Ashley-Tung commented 6 months ago

I resubmitted the kxnqpyow6x0kr0k9jp06e job here and it was successful: https://23.22.157.8/#/opcenter/jobs/s1pdgzlr8d1paqulligdf

Ashley-Tung commented 6 months ago

[UPDATE] Currently still being investigated. This error code 9011 appears for several jobs, but rerunning some of the jobs does not have the error appear again. The issue is suspected to be a syncing issue with s3fs.

Ashley-Tung commented 5 months ago

[UPDATE] No fix yet, as this is still under investigation, but a fix is expected in 2.5.3

Ashley-Tung commented 5 months ago

[UPDATE] All of these failed jobs due to a failure to restore error of Bad File Size is due to an s3fs bug.

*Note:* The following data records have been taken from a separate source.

PR #160, opened 2016-10-08
Bargame port completed

iamutkarshtiwari:
Here is the ported QtQuick version of the Bargame activity (originally written in GTK+).

Link -https://phabricator.kde.org/T1538


src/activities/bargame/bargame.js
```diff
@@ -0,0 +1,214 @@
...
+
+function previousLevel() {
+    level--;
+    if (level < 1) {
+        level = 4;
+    }
+    currentLevel = level;
+    sublevel = 1;
+
+    reSetup(true);
```
iamutkarshtiwari: Forgot to remove. Made some logical changes to the function.

src/activities/bargame/bargame.js
```diff
@@ -0,0 +1,214 @@
...
+var tuxPositionFactor = [1.05, 1.8, 1.05]
+var ballSizeFactor = [0, 4, 4]
+var elementSizeFactor = [0, 4, 7]
+var noOfLables = [2, 3, 5]
+var moveCount = -1
+var level = 1
+var maxlevel = 4
+var sublevel = 1
+var numberOfSublevel = 3
+var bool = false
```
iamutkarshtiwari: It's unused. sorry

src/activities/bargame/bargame.js
```diff
@@ -0,0 +1,214 @@
...
+var boardPaused = 0
+var numberBalls = [[1, 4], [2, 6], [3, 6]]
+var boardSize = [15, 19, 29]
+var sampleBallsNo = [4, 6, 6]
+var tuxPositionFactor = [1.05, 1.8, 1.05]
+var ballSizeFactor = [0, 4, 4]
+var elementSizeFactor = [0, 4, 7]
+var noOfLables = [2, 3, 5]
+var moveCount = -1
+var level = 1
```
iamutkarshtiwari: level ~ currentlevel
maxLevel ~ maximum possible level

iamutkarshtiwari:
@petitlapin We can make this game playable in forced-landscape mode in Android phones. I don't know how to add it.

src/activities/bargame/Bargame.qml
```diff
@@ -0,0 +1,341 @@
...
+    onStart: focus = true
+    onStop: {}
+
+    pageComponent: Item {
+        id: rootWindow
+        signal start
+        signal stop
+        anchors.fill: parent
+
+        Image {
```
petitlapin: you can directly make this image the pageComponent

src/activities/bargame/Bargame.qml
```diff
@@ -0,0 +1,341 @@
...
+            x: rootWindow.width - rootWindow.width / 1.05
+            radius: 10
+
+            Image {
+                id: tux
+                source: Activity.url + "tux" + Activity.level + ".svg"
+                height: parent.height
+                width: parent.width
+                anchors.centerIn: tuxRect.Center
+                MouseArea {
```
petitlapin: I would just leave the Image without the hovering rectangle outside. It won't be visible on tablets and is not really useful/pretty (in my opinion :))

src/activities/bargame/Bargame.qml
```diff
@@ -0,0 +1,341 @@
...
+                    x: rootWindow.width / 2000
+                    y: rootWindow.height / 1.4
+                    columns: 15
+                    rows: 1
+                    Repeater {
+                        model: answerBallsPlacement.columns
+                        Image {
+                            id: greenBall
+                            source: Activity.url + "green_ball.svg"
+                            height: rootWindow.height / (9 + (Activity.sublevel - 1) * Activity.elementSizeFactor[Activity.sublevel - 1])
```
petitlapin: if all the balls and mask (should always) have the same width/height, you should create a readonly variable in the qml to assign it and use it in all the code.

src/activities/bargame/Bargame.qml
```diff
@@ -0,0 +1,341 @@
...
+                        }
+                    }
+                }
+            }
+
+            // Masks
+            Grid {
+                id: masks
+                x: rootWindow.width / 2000
+                y: rootWindow.height / 1.4
```
petitlapin: you can probably use anchors instead of x/y.
Can it be "merged" with the other grid?

src/activities/bargame/bargame.js
```diff
@@ -0,0 +1,212 @@
...
+.import QtQuick 2.0 as Quick
+
+var boardPaused = 0
+var numberBalls = [[1, 4], [2, 6], [3, 6]]
+var boardSize = [15, 19, 29]
+var sampleBallsNo = [4, 6, 6]
+var tuxPositionFactor = [1.05, 1.8, 1.05]
+var ballSizeFactor = [0, 4, 4]
+var elementSizeFactor = [0, 4, 7]
+var noOfLables = [2, 3, 5]
```
petitlapin: unused?

src/activities/bargame/bargame.js
petitlapin: What is the difference between level and currentLevel?
And between maxlevel and numberOfLevel (if I'm not wrong you removed numberOfLevel in the PR update)?
You should keep numberOfLevel to be consistent with the other activities (and respect the camelCase coding style).

src/activities/bargame/bargame.js
```diff
@@ -0,0 +1,212 @@
...
+ *   GNU General Public License for more details.
+ *
+ *   You should have received a copy of the GNU General Public License
+ *   along with this program; if not, see <http://www.gnu.org/licenses/>.
+ */
+.pragma library
+.import GCompris 1.0 as GCompris
+.import QtQuick 2.0 as Quick
+
+var boardPaused = 0
```
petitlapin: unused (should be a boolean regarding the name if used)?

src/activities/bargame/bargame.js
```diff
@@ -0,0 +1,212 @@
...
+var numberBalls = [[1, 4], [2, 6], [3, 6]]
+var boardSize = [15, 19, 29]
+var sampleBallsNo = [4, 6, 6]
```
petitlapin: no need to abreviate names

src/activities/bargame/bargame.js
```diff
@@ -0,0 +1,212 @@
...
+var moveCount = -1
+var level = 1
+var maxlevel = 4
+var sublevel = 1
+var numberOfSublevel = 3
+var listWin = false
+var currentLevel = 0
+var items
+var noOfBalls = 1
+var tuxActive = true;
```
petitlapin: unused?

src/activities/bargame/bargame.js
```diff
@@ -0,0 +1,212 @@
...
+        level = 4;
+    }
+    currentLevel = level;
+    sublevel = 1;
+
+    reSetup();
+    initLevel();
+}
+
+function calculateWinPlaces() {
```
petitlapin: you should add a comment explaining your algorithm.

src/activities/bargame/bargame.js
```diff
@@ -0,0 +1,212 @@
...
+    if (playable.length != 0) {
+        var value = playable[Math.floor(Math.random()*playable.length)];
+    } else {
+        var value = randomNumber(numberBalls[sublevel - 1][0], numberBalls[sublevel - 1][1]);
+    }
+
+    play(false, value);
+}
+
+function play(human, value) {
```
petitlapin: instead of saying human/not human, I would put a number (player 1 or 2) and also a mode to know if it is a 2 players game or a one player (like in tictactoe or align4 for example). This way, we can add and handle a 2 players mode for this activity.

src/activities/bargame/bargame.js
```diff
@@ -0,0 +1,212 @@
...
+        machinePlay();
+    }
+}
+
+// Refreshes the scene
+function reSetup() {
+    items.tuxArea.enabled = true;
+    items.tuxArea.hoverEnabled = true;
+    moveCount = -1;
+    items.numberOfBalls.text = "1";
```
petitlapin: if you finish first sublevel or second, the minimum is not 1 but 2 or 3.

src/activities/bargame/bargame.js
```diff
@@ -0,0 +1,212 @@
...
+    noOfBalls = 1;
+
+    initLevel();
+
+    // Tux refresh
+    items.tux.source = url + "tux" + level + ".svg";
```
petitlapin: you don't need these 3 lines, it should be done automatically thanks to the binding

src/activities/bargame/bargame.js
```diff
@@ -0,0 +1,212 @@
...
+    items.tuxRect.y = items.rootWindow.height - items.rootWindow.height / 1.8;
+    items.tuxRect.x = items.rootWindow.width - items.rootWindow.width / tuxPositionFactor[sublevel - 1];
+
+    // Blue sample balls refresh
+    items.blueBalls.columns = sampleBallsNo[sublevel - 1];
```
petitlapin: you should use a binding for it directly in the qml file

src/activities/bargame/Bargame.qml
```diff
@@ -0,0 +1,341 @@
...
+            property alias backgroundImage: backgroundImage
+            property alias answerBallsPlacement: answerBallsPlacement
+            property alias answerBalls: answerBalls
+            property alias bar: bar
+            property alias bonus: bonus
+        }
+
+        onStart: {
+            Activity.start(items)
+            Activity.calculateWinPlaces();
```
petitlapin: it will be done only once at the beginning, is it what you expect or should it be done at every win/lose?

src/activities/bargame/bargame.js
iamutkarshtiwari: No, the minimum number of balls (according to the GTK+ version) at the start of a level should be 1 by default. This would change to the 'minimum number' for that level in every next moves.

It's like giving the kid a first chance to start with a small move to understand tux's strategy.

src/activities/bargame/Bargame.qml
iamutkarshtiwari: A readonly variable would create a problem with the dynamic size change of the elements during the gameplay which we might not want to happen. I'd rather try to shorten it a bit

src/activities/bargame/bargame.js
iamutkarshtiwari: The refresh needs to be done this way only. After having testes the binding technique, it seems that it doesn't refreshes the source dynamically during runtime. :/

src/activities/bargame/bargame.js
iamutkarshtiwari: The refresh needs to be done this way only. After having testes the binding technique, it seems that it doesn't refreshes the source dynamically during runtime. :/

iamutkarshtiwari: The only way to dynamize the content is through the Javascript code. ;)

iamutkarshtiwari:
@petitlapin Please have a look at the new commit and review my comments :)

src/activities/bargame/bargame.js
```diff
@@ -0,0 +1,209 @@
...
+}
+
+function previousLevel() {
+    level--;
+    if (level < 1) {
+        level = 4;
+    }
+    sublevel = 1;
+
+    reSetup();
```
petitlapin: I would put all the code of reSetup in initLevel (to keep the name consistency with all the other activities) if it has no side effect (the only difference I see is that except at start up we always call both in a row and reSetup calls initLevel)

src/activities/bargame/bargame.js
petitlapin: For me it's more a bug in Gtk+ version in this case. If the minimum for level 2 is 2, then at first play, the user shouldn't be able to play 1.

src/activities/bargame/bargame.js
iamutkarshtiwari: In this activity, a lot of variable inside the js file are interdependent. Moving these variables to the qml file would need a lot of changes throughout the complete code which might introduce unprecedent bugs.

iamutkarshtiwari:
Hi @petitlapin,
I have added the configuration dialog where user can set the difficulty level.
I haven't disturbed the data value inside js file because moving them to qml file caused some anomalous behaviour which caused acitivity crash. I haved tried to clean up the code a bit. 

P.S.- Trying to fix the bindings required moving the data values to qml file which disturbs the interdependency of variable which might introduce unnecessary bugs

iamutkarshtiwari:
Shall I move all these variable -
```
var numberBalls = [[1, 4], [2, 6], [3, 6]]
var boardSize = [15, 19, 29]
var sampleBallsNumber = [4, 6, 6]
var tuxPositionFactor = [1.05, 1.4, 1.05]
var ballSizeFactor = [0, 4, 4]
var elementSizeFactor = [0, 4, 7]
var moveCount = -1
var level = 1
var maxlevel = 4
var sublevel = 1
var listWin = []
var items
var numberOfBalls = 1

var url= "qrc:/gcompris/src/activities/bargame/resource/";
```
from JS file to QML file in order to make all the bindings work?

src/activities/bargame/Bargame.qml
```diff
@@ -0,0 +1,388 @@
...
+
+ActivityBase {
+    id: activity
+
+    onStart: focus = true
+    onStop: {}
+
+    pageComponent: Image {
+        id: rootWindow
+        source: "qrc:/gcompris/src/activities/bargame/resource/school_bg1.svg"
```
petitlapin: why don't use you the bar.level here as I said in the previous review? It would avoid having to change the background manually at each level change. You can keep also the Activity.url that would avoid to change every image paths if we need to change it for some reason

src/activities/bargame/Bargame.qml
```diff
@@ -0,0 +1,388 @@
...
+        onStart: {
+            Activity.start(items)
+            Activity.calculateWinPlaces();
+        }
+        onStop: { Activity.stop() }
+
+        // Tux image
+        Image {
+            id: tux
+            source: "qrc:/gcompris/src/activities/bargame/resource/tux1.svg"
```
petitlapin: same as for the background image

src/activities/bargame/Bargame.qml
```diff
@@ -0,0 +1,388 @@
...
+        }
+
+        // OK BUTTON
+        Image {
+            id: playLabel
+            x: rootWindow.width / 1.2
+            y: rootWindow.height / 2.4
+            width: rootWindow.width / 20
+            height: width
+            source: "qrc:/gcompris/src/activities/bargame/resource/ok.svg"
```
petitlapin: this ok button does not render well, you can use the one in core (bar_ok.svg) for now (I've created a OKButton.qml but not yet pushed it so we'll updated it later if needed)

src/activities/bargame/Bargame.qml
```diff
@@ -0,0 +1,388 @@
...
+            property alias greenBalls: greenBalls
+            property alias tuxArea: tuxArea
+            property alias boxes: boxes
+            property alias masks: masks
+            property alias numberLabel: numberLabel
+            property alias answerBallsPlacement: answerBallsPlacement
+            property alias answerBalls: answerBalls
+            property alias bar: bar
+            property alias bonus: bonus
+        }
```
petitlapin: I would add mode here and use it in replacement of Activity.sublevel (the name corresponds more to what is the value and you'll get the advantages of qml bindings)

src/activities/bargame/bargame.js
```diff
@@ -0,0 +1,196 @@
...
+ *   GNU General Public License for more details.
+ *
+ *   You should have received a copy of the GNU General Public License
+ *   along with this program; if not, see <http://www.gnu.org/licenses/>.
+ */
+.pragma library
+.import GCompris 1.0 as GCompris
+.import QtQuick 2.0 as Quick
+
+var numberBalls = [[1, 4], [2, 6], [3, 6]]
```
petitlapin: For me, numberBalls and boardSize are related to the mode so I would have in the qml something like:
property var modes = [ "easy": {"minBalls": 1, "maxBalls": 4, "boardSize": 15 }, "medium": ...  ] (not sure if syntaxicly correct but the aim would be to have everything related to one mode in the same array).
If it is the same for the others, then you can do the same

src/activities/bargame/bargame.js
```diff
@@ -0,0 +1,196 @@
...
+                items.answerBallsPlacement.children[moveCount].opacity = 1.0;
+                items.answerBallsPlacement.children[moveCount].source = url + "green_ball.svg";
+            } else {
+                items.answerBallsPlacement.children[moveCount].opacity = 1.0;
+                items.answerBallsPlacement.children[moveCount].source = url + "blue_ball.svg";
+            }
+        }
+        if (moveCount == (boardSize[sublevel - 1] - 1)) {
+            // Level increment
+            level++;
```
petitlapin: I would not change level when winning, in this kind of games, the child may want to try multiple time as same level to find new ways of playing

iamutkarshtiwari:
Fixes-
1) Bindings fixed
2) scores added (top-right corner)
3) Ok svg changed
4) Level doesn't change on completion
5) configuration added to change levels

iamutkarshtiwari:
Fixes-
1) Bindings fixed
2) scores added (top-right corner)
3) Ok svg changed
4) Level doesn't change on completion
5) configuration added to change levels

src/activities/bargame/Bargame.qml
```diff
@@ -0,0 +1,395 @@
...
+                }
+            }
+        }
+
+        // Number of balls to be placed
+        Image {
+            id: ballNumberPlate
+            x: rootWindow.width / 1.2
+            y: rootWindow.height / 1.2
+            source: Activity.url + "enumerate_answer.svg"
```
petitlapin: Maybe we can use only one button for it and don't change the source, I don't see the interest of having it green at first then yellow. It's never resetted to green anyway

src/activities/bargame/Bargame.qml
```diff
@@ -0,0 +1,395 @@
...
+            id: bonus
+            Component.onCompleted: {
+                win.connect(Activity.initLevel)
+                loose.connect(Activity.initLevel)
+            }
+        }
+
+        Score {
+            id: score
+            message: "Score: " + items.score
```
petitlapin: use qsTr(). But for this, I would use 2 separate numbers, one for your score, the other for the opponent instead of having only one number that is incremented on win an decremented on lose.

stefant29:
Hi! While testing Bargame, i noticed some points you could improve:

1. User's "balls" appear under the bar buttons
2. Help menu: "prerequisite: brain" seems wrong: there should be something like "ability to count" or something more explicit.
3. Add a description in the "Help Menu" for the button that chooses how many "balls" the user wants to place: present how it works (e.g. "you have to press it to change the number of balls you want to place")
4. After the user's move, there should be a little delay, showing that the computer "thinks" for a second. Now Tux's answer is immediate and it doesn't give an overall good look .
5. In portrait mode, or when resizing the width of the window to a minimum, the "count button" goes behind the bar buttons. In this view, the "OK" button is very small and the image loses its aspect ratio.
6. The "balls" have a gradient that differentiate them from the background. Removing the gradient in inkscape or any other photo editor app would be an easy solution.

Apart from that, you did a good job on the visuals (haven't had time to check the implementation (the code). Keep it up!

Stefan

iamutkarshtiwari:
@stefant29 @petitlapin Thank you for the reviews :) I'll soon modify the patch based on the above specified requirements and will update you accordingly.

iamutkarshtiwari:
@petitlapin Please take a look on the newer commits and try the 2 player mode.

src/activities/bargame/ActivityInfo.qml
```diff
@@ -0,0 +1,35 @@
...
+
+ActivityInfo {
+  name: "bargame/Bargame.qml"
+  difficulty: 1
+  icon: "bargame/bargame.svg"
+  author: "Utkarsh Tiwari &lt;iamutkarshtiwari@kde.org&gt;"
+  demo: true
+  title: qsTr("Bargame (against Tux)")
+  description: ""
+  //intro: "put here in comment the text for the intro voice"
```
petitlapin: can you put here the good text (check in http://gcompris.net/wiki/Voices_translation to have the one needed)?

src/activities/bargame/bargame.js
petitlapin: comment stil valid, you should have only one table with all the data for each level instead of having multiple tables

src/activities/bargame/bargame.js
```diff
@@ -0,0 +1,212 @@
...
+    } else {
+        initiatePlayer2();
+        items.isPlayer1Turn = false;
+    }
+
+    calculateWinPlaces();
+    items.tuxArea.enabled = true;
+    items.tuxArea.hoverEnabled = true;
+    moveCount = -1;
+    items.numberLabel.text = "1";
```
petitlapin: it should not be 1 but the minimum for the selected difficulty.

src/activities/bargame/Bargame.qml
```diff
@@ -0,0 +1,666 @@
...
+
+ActivityBase {
+    id: activity
+    property int gameMode: 1
+    onStart: focus = true
+    onStop: {}
+
+    pageComponent: Image {
+        id: rootWindow
+        source: Activity.url + "school_bg" + bar.level + ".svg"
```
petitlapin: There is an error at beginning (bar.level is still 0), can you handle it? Same for qrc:/gcompris/src/activities/bargame/Bargame.qml:96:9: QML Image: Cannot open: qrc:/gcompris/src/activities/bargame/resource/tux0.svg

iamutkarshtiwari:
@petitlapin  I have fixed most of the issues mentioned above. Major once -
- prerequisite updated
- description updated
- delay for Tux's move added
- count Button now moves above bar in portrait mode and ok button size increased
- terminal errors resolved

Moving all the array based data into a single array will create a lot of confusion. And that's something we should avoid :)

iamutkarshtiwari:
@petitlapin Fixed the aspect ratios of the image to look better in portrait mode as well. Re-positioned the game elements for better space utilization.

@stefant29 Could you please help me remove gradients from the images? I am not much familiar with inkscape.

rahulyadav170923:
@iamutkarshtiwari 
1. the pointer for increasing no. of balls is faulty for medium and hard mode .
2. for the pointer there should be increase and decrease arrows (personal opinion)(check with your mentors also)
3.you shouldn't allow more balls to be put when there less space even at the end. this might create confusion.

rahulyadav170923:
@iamutkarshtiwari  1 .you have chosen a cross and blue circle to mark the players. I think it  should be the the colours of the balls being used ( ask you mentors also)
2. Put some space btw Ok and the ball counter .
3. arrange the ball and counter inside the rectangle.

iamutkarshtiwari:
@petitlapin Please test the latest commit both on Android (apk) and Desktop

petitlapin:
I created a patch to apply to last version: https://drive.google.com/open?id=0B1Wylu9YXKcKNVJwendTUXJqWUk 
I started it before your last commits so maybe there are some differences. We can discuss about it, you don't have to accept everything blindly :).

For the images/style, don't bother too much, we'll see with Timothée once merged.
I agree with the cross/circle being changed to the good color but they'll probably change (they are too close for now) so I don't think it's necessary to update them now (except if you want to play a little with inkscape of course).
So globally, I'm satisfied with it :). There is one last point that I'd like to try: in vertical mode (on phone), it's quite difficult to see the balls on hard mode (29 to fill on a small place). Can you test to have the bar vertically and see if it renders well or if we keep like now?

iamutkarshtiwari:
@petitlapin Portrait mode is now improved. Please test it on an Android device and let me know your suggestions.

stefant29:
hi! did you solve your "gradieng" problems?

iamutkarshtiwari:
@stefant29 I didn't, actually couldn't :/ Could you please do it for me? I can share the two svgs for the blue and green balls.

stefant29:
send me a private message on irc (StefanT29_) and we'll see if i can do something about it

iamutkarshtiwari:
@petitlapin Manual merge done 👍

iamutkarshtiwari:
@Animtim Please review this patch

petitlapin:
Hi, I merged it in master. I did other changes on your code, please check them.

Thank you for the activities,

Johnny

These jobs were run on the 2.4.1 second private build due to a sync error. We were able to match this error to a known error in a previous case. Version 2.5+ has updated s3fs and we have not see this issue since the upgrade.

@gaow I suggest we close this issue for now, but we will keep monitoring jobs to see if this pops up again. There are other code 9011 errors we have seen and we will be filing a ticket/Github issue soon, but those do not reflect the same restore error shown in these jobs above. Please let me know if you have any more question or concerns

gaow commented 5 months ago

Okay thanks @Ashley-Tung let's do what you suggest